There’s been a lot of conversation and positive remarks about the upcoming God or the Girl program on A & E, a "reality" show which follows four potential seminarians as they discern.

Matt Abbot writes that despite the goofy title, he liked it.

Pia di Solenni agrees:

The series, which airs on Easter Sunday, follows four twenty-somethings, Mike, Steve, Joe, and Dan. The men don’t know each other and live in different parts of the United States. They also come from different backgrounds and have very different lives, although all appear to have grown up in Catholic families — long recognized by the Church as the seedbed of vocations, including clerical and religious.

Perhaps the most refreshing thing about the five-part series is the normalcy. And, although the producers themselves are not Catholic, they are able to tell the stories of these four without imposing an outside agenda or editing for ratings. In fact, this could be the first mainstream media production that shows people praying outside an abortion clinic as sincere and normal, not misplaced inmates of a mental institution.

Dan lives in a sort of Catholic fraternity at Ohio State campus. They call themselves a brotherhood. They even go to strip clubs…to pray outside. While it may sound odd from some perspectives, the show invites you into their perspective where prayer and living one’s faith is normal because it’s so sincere and honest. It’s about God, not about them.

Catholic News Service runs a positive story

However, in today’s NRO, Fr. David Nuss, vocations director for the diocese of Toledo vigorously disagrees. (If I’m not mistaken, he’s the first priest I’ve read to comment on this program)

Having viewed four of the five episodes — mostly as an act of Lenten penance — the only surprise was the absence of toll-free numbers to call and vote one of the men off the cast. Certainly the show is a thing of miniscule importance — no doubt it would take something uncommonly malicious to impress the sort of person likely to be watching, and God or the Girl rises to no such heights. Still, perhaps it would be worthwhile to offer a more accurate account of how a vocation to the priesthood is discerned.

The desire for a man to be a priest is necessary but insufficient. It is the Church who calls the man to priestly life and ministry, and will only do so after a long time of careful, critical, and prayerful evaluation and assessment. The Church deserves nothing less than the best, and priestly candidate assessment is serious business. Massive failures in this assessment and in seminary spiritual formation during the 1960s and 1970s initiated the criminal and depraved molestation of children by malfeasant priests.

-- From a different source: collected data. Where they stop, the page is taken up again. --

PR #126, opened 2026-07-14
Implement NumPy do_reject outlier rejection via good_idx (#123)

### LINKED ISSUE #123: numpy_impl: do_reject outlier rejection is non-functional (data_mask never initialized/consumed)

neuromechanist:
## Summary

Closes #123. Implements outlier rejection (`do_reject`) on the NumPy backend by
porting `AMICATorchNG`'s `good_idx` mechanism. The feature was previously dead:
`_reject_outliers` thresholded the *scalar* total LL (not per-sample),
`self.data_mask` was never consumed by the E-step, and `num_good_samples` was
used before assignment (`do_reject=True` crashed mid-fit; #124 gated it with a
temporary `NotImplementedError`).

## Changes

- **`good_idx`**: an index array of the currently-kept samples, initialized to
  all indices in `_initialize_parameters` and only ever shrinking, with
  `num_good_samples` tracking its size (mirrors the torch backend exactly).
- **`_get_updates_and_likelihood`**: restricts the E-step to `data[:, good_idx]`
  under `do_reject`, and captures the pre-update per-sample LL (in `good_idx`
  order) so the reject keep-mask maps straight back onto `good_idx`.
- **`_get_block_updates`**: exposes the per-sample LL vector (`ll_samples`) under
  `do_reject`; `updates["ll"]` is `np.sum` of the same vector (unchanged).
- **`_reject_outliers`**: thresholds that per-sample LL at `mean - rejsig*std`
  (population std), shrinks `good_idx`, and raises a clear `ValueError` if every
  sample would drop -- byte-for-byte the torch backend's logic.
- **`_update_parameters`**: `gm` normalizes by `num_good_samples` under
  `do_reject` (the count the E-step actually summed over).
- **Construction-time validation** of `rejint`/`rejsig`/`maxrej` (matching
  `AMICATorchNG`), so `rejint=0` / `rejsig<=0` fail up front instead of as an
  opaque `ZeroDivisionError` / empty-good-set crash deep in the loop.
- Removes the #124 `NotImplementedError` gate and the dead `data_mask` attribute.

## `do_reject=False` is bit-identical

Every addition is guarded by `if self.do_reject`, and `data_use` is `self.data`
(no copy) on the default path; the `ll` computation is `np.sum` of the exact same
expression as before. So the issue #24 single-model parity path is unchanged.

## Tests (`pyAMICA/tests/test_numpy_reject.py`, real sample EEG -- no synthetic)

- `test_rejection_shrinks_good_sample_set`: good set shrinks, `good_idx` stays a
  unique in-range subset, `num_good_samples` tracks it, W/LL finite.
- `test_gm_normalizes_by_good_count_after_rejection`: multi-model (`n_models=2`),
  `gm` stays a valid finite distribution summing to 1 after rejection.
- `test_rejection_degenerate_ll_raises_clear_error`: all-NaN per-sample LL ->
  `ValueError("removed all ...")`.
- `test_reject_param_validation`: `rejint=0` / `rejsig<=0` raise at construction.
- `test_do_reject_false_leaves_good_idx_unset`: default path never touches the
  machinery (`good_idx is None`).
- Drops the now-obsolete `test_do_reject_refused_on_numpy_backend` (the #124
  refusal test).

## Validation

- `uv run ty check .` -> All checks passed! (0 diagnostics)
- New + existing NumPy tests green (`test_numpy_reject.py`, `test_pyAMICA.py`)
- Parity regression: `test_amica.py` + `test_sample_data.py` -> 10 passed,
  3 xfailed (pre-existing), 0 failed -- default path unregressed.

## Note on parity

There is no bit-exact Fortran `do_reject` oracle (the torch backend's rejection
is itself behavior-validated, not bit-exact), so this is validated the same way:
the mechanism matches the torch port and behaves correctly on real data.


neuromechanist:
## /review-pr summary (4 Sonnet reviewers: code, tests, silent-failure, comments)

Reviewers found real issues (2 verified experimentally against live `AMICA_NumPy`/`AMICATorchNG`). All addressed in commit `763b971`.

### Critical (fixed)
1. **Reject schedule missing the `max(1, iter - rejstart)` clamp** (code review, verified). Python's non-negative modulo let `(iter - rejstart) % rejint == 0` fire rejection *before* `rejstart` for non-default settings (e.g. `rejstart=3, rejint=2` fired at [1,3,5] instead of [3,5]). This pre-existing schedule code was inert while do_reject was non-functional; my PR activated it. Added the clamp matching Fortran (amica17.f90:1142) + torch; verified it now fires at [3,5,7].
2. **Misleading LL-normalization comments** (silent-failure + comment review, both independently). My `good_idx` comments claimed `num_good_samples` drives the *gm/LL* normalization, but `self.ll` is a raw sum, never normalized (this backend's convention for both modes). Corrected to say only `gm` is normalized, and documented that dropping the most-negative samples *raises* the raw-sum LL, so the reject iteration is an increase and does not spuriously trip convergence. **Chose not to normalize** self.ll: the `do_reject=False` path must stay bit-identical for #24 parity (normalizing would shift `min_dll` timing). Added `test_rejection_does_not_spuriously_stop_fit` to lock the behavior.

### Important (fixed)
3. **Restart reverts prior rejections** (code review). `_reinitialize_for_restart` reset `good_idx` to the full set; Fortran's startover preserves rejections (amica17.f90:1121-1148). Now snapshots/restores `good_idx`/`num_good_samples` across the reinit.
4. **`numrej` was a local, maxrej cap untested** (test review). Exposed `self.numrej` (matching torch, testable) and asserted the cap.
5. **Multi-model `c` finiteness untested** (test review). Added `test_multimodel_rejection_keeps_gm_and_c_finite` exercising the dead-model `dgm==0` guard.

### Minor (fixed)
- `rejsig<=0` validation wording corrected (at 0 it keeps ~half, not "every sample"; comment review); added `rejstart>=0` validation; docstrings made accurate ("exactly maxrej passes" now asserted).

### Follow-up (filed, not this PR)
- **#127**: both backends' `_reject_outliers` raise a `rejsig`-blaming message when the real cause is a non-finite per-sample LL (numerical instability). Pre-existing in torch, faithfully ported; fix both together to avoid divergence.

Validation: `ty check .` 0 diagnostics, ruff clean, all 6 do_reject tests pass, `do_reject=False` still bit-identical (#24 parity path untouched).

The Catholic Church, of course, does not sponsor reality-type pageants for eligible male contestants wishing to become priests (though, if God or the Girl‘s credits are any indication, the documentary-makers inexplicably got a little help from some friends at the United States Catholic Conference of Bishops, several dioceses, and a couple of Catholic institutions). What really happens is that every suitable candidate for the seminary undergoes extensive scrutiny over an extended period of time — in all cases many months, in some even years. Ultimately the candidate’s spiritual, intellectual, physical, and affective maturity are determined from a battery of interviews, recommendations, required documentation, and expert analysis that is accumulated over a period of time. Expediency does not drive the evaluation process, nor are cheap gimmicks employed to test a candidate’s mettle. The process is not one for reality television.

While this might make for poor television drama, it makes for good priests. It increases the likelihood of attaining the most impressive candidates for the seminary — that is to say, those men who are fervent in prayer, generous in service and deeply rooted in the authentic teachings and beliefs of the Church. The evaluation process aims at eliciting a complete portrait of the man who has expressed an interest in the priesthood. Who the man says he is must coalesce with who he really is. Real integrity trumps silly liability. Only after a bishop accepts a man as a seminarian is the man even permitted to apply for acceptance to a seminary — the place for priestly formation, training, and development. Seminary officials administer their own rigorous examination of each applicant to ensure that the man indeed has intentions, disciplines, and beliefs that are part and parcel of becoming a good priest.

So, Fr. Nuff’s objection is that the program presents a distorted view of vocational discernment – it’s not just "I hear a call" – it’s "I sense a call, I bring it to the Church, and the Church helps me discern."

I have two screener tapes of episodes from the series which I’ve not had time to watch yet. I’ll try to get to it today, but there’s something else that’s calling me first.